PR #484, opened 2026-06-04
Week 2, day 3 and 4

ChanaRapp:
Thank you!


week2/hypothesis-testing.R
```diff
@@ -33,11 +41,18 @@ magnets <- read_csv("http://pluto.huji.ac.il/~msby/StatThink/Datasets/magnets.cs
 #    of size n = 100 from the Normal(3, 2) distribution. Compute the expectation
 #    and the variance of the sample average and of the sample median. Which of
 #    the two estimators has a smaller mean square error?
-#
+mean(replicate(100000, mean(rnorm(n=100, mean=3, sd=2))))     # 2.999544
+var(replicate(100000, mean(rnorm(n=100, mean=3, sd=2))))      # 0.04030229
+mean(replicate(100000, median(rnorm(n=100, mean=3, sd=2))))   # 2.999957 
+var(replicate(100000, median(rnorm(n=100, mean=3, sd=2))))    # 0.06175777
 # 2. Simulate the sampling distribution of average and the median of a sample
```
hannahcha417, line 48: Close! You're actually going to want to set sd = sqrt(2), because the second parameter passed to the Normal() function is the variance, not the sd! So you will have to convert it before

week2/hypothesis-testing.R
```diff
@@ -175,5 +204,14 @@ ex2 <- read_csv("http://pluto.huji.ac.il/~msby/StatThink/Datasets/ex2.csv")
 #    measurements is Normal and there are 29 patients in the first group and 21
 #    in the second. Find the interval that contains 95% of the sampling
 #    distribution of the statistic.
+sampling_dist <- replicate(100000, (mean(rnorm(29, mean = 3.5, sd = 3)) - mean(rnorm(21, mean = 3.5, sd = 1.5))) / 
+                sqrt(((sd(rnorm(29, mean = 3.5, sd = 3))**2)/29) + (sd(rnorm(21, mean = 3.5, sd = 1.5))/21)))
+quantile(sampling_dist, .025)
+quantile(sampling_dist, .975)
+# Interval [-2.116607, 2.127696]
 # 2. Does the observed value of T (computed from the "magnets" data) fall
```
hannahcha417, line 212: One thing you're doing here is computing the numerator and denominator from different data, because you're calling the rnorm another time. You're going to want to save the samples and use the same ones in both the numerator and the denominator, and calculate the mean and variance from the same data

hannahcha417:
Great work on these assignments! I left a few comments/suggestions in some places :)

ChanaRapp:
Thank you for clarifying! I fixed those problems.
---
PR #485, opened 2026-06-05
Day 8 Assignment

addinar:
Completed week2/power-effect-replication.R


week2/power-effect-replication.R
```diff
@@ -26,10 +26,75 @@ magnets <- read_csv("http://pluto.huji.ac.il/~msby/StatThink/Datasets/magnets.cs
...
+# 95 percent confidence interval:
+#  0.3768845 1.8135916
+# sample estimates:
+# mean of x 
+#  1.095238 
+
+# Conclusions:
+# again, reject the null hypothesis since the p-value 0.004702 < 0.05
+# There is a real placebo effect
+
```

▶ Problem to work on
Lines in the records that hold the word "power" are to be counted; give only the total.

▶ Your response
2